Task :: Start at the top of the records below and copy them exactly to the end.

Top of Given data

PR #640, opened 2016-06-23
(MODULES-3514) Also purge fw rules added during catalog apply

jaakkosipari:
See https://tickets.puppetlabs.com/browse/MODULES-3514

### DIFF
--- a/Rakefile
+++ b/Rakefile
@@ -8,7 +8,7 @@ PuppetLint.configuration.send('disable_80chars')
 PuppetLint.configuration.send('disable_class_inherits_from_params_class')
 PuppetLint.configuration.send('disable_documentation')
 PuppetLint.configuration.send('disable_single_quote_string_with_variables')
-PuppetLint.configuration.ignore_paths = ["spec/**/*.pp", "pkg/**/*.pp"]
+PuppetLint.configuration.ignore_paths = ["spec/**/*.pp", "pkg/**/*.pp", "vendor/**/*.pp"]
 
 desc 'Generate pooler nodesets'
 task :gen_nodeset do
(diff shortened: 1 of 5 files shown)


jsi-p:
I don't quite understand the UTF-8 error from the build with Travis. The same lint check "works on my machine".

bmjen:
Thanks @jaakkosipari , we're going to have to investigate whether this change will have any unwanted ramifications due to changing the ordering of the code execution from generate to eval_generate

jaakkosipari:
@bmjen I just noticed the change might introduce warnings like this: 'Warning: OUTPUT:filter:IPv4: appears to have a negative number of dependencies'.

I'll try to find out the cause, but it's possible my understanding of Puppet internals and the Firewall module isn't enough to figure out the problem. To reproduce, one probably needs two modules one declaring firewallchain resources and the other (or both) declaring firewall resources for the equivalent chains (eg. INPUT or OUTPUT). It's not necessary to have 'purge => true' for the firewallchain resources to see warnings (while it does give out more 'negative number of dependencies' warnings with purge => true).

Bottom of Given data

Expected answer ::
PR #640, opened 2016-06-23
(MODULES-3514) Also purge fw rules added during catalog apply

jaakkosipari:
See https://tickets.puppetlabs.com/browse/MODULES-3514

### DIFF
--- a/Rakefile
+++ b/Rakefile
@@ -8,7 +8,7 @@ PuppetLint.configuration.send('disable_80chars')
 PuppetLint.configuration.send('disable_class_inherits_from_params_class')
 PuppetLint.configuration.send('disable_documentation')
 PuppetLint.configuration.send('disable_single_quote_string_with_variables')
-PuppetLint.configuration.ignore_paths = ["spec/**/*.pp", "pkg/**/*.pp"]
+PuppetLint.configuration.ignore_paths = ["spec/**/*.pp", "pkg/**/*.pp", "vendor/**/*.pp"]
 
 desc 'Generate pooler nodesets'
 task :gen_nodeset do
(diff shortened: 1 of 5 files shown)


jsi-p:
I don't quite understand the UTF-8 error from the build with Travis. The same lint check "works on my machine".

bmjen:
Thanks @jaakkosipari , we're going to have to investigate whether this change will have any unwanted ramifications due to changing the ordering of the code execution from generate to eval_generate

jaakkosipari:
@bmjen I just noticed the change might introduce warnings like this: 'Warning: OUTPUT:filter:IPv4: appears to have a negative number of dependencies'.

I'll try to find out the cause, but it's possible my understanding of Puppet internals and the Firewall module isn't enough to figure out the problem. To reproduce, one probably needs two modules one declaring firewallchain resources and the other (or both) declaring firewall resources for the equivalent chains (eg. INPUT or OUTPUT). It's not necessary to have 'purge => true' for the firewallchain resources to see warnings (while it does give out more 'negative number of dependencies' warnings with purge => true).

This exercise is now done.